▸ **Aim of the task**:
Copy out the entries exactly, from the first line to the last.

Items from a data source
-----

PR #57, opened 2015-02-16
Fix existing partial matches in stringr.

craigcitro:
This fixes all the matches I spotted (and adds an extra test, so that we see partial matches in `word` here instead of in dependencies).

There's also some wrapping code that sets and unsets options, so this doesn't immediately arise again -- that should probably move into `testthat`.

### DIFF
--- a/tests/testthat/test-match.r
+++ b/tests/testthat/test-match.r
@@ -1,7 +1,7 @@
 context("Matching groups")
 
 set.seed(1410)
-num <- matrix(sample(9, 10 * 10, rep = T), ncol = 10)
+num <- matrix(sample(9, 10 * 10, replace = T), ncol = 10)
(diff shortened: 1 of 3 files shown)


tests/testthat.R
```diff
@@ -1,4 +1,14 @@
 library(testthat)
 library(stringr)
 
+# TODO(craigcitro): Move this into testthat, and be cleaner about
```
hadley: Would you mind removing this? I'd rather tackle systematically in testthat

craigcitro: the block or the todo?

i'm good either way.

hadley: The whole thing

craigcitro: Done.

hadley:
Thanks!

-----

▸ **Task solution**:
PR #57, opened 2015-02-16
Fix existing partial matches in stringr.

craigcitro:
This fixes all the matches I spotted (and adds an extra test, so that we see partial matches in `word` here instead of in dependencies).

There's also some wrapping code that sets and unsets options, so this doesn't immediately arise again -- that should probably move into `testthat`.

### DIFF
--- a/tests/testthat/test-match.r
+++ b/tests/testthat/test-match.r
@@ -1,7 +1,7 @@
 context("Matching groups")
 
 set.seed(1410)
-num <- matrix(sample(9, 10 * 10, rep = T), ncol = 10)
+num <- matrix(sample(9, 10 * 10, replace = T), ncol = 10)
(diff shortened: 1 of 3 files shown)


tests/testthat.R
```diff
@@ -1,4 +1,14 @@
 library(testthat)
 library(stringr)
 
+# TODO(craigcitro): Move this into testthat, and be cleaner about
```
hadley: Would you mind removing this? I'd rather tackle systematically in testthat

craigcitro: the block or the todo?

i'm good either way.

hadley: The whole thing

craigcitro: Done.

hadley:
Thanks!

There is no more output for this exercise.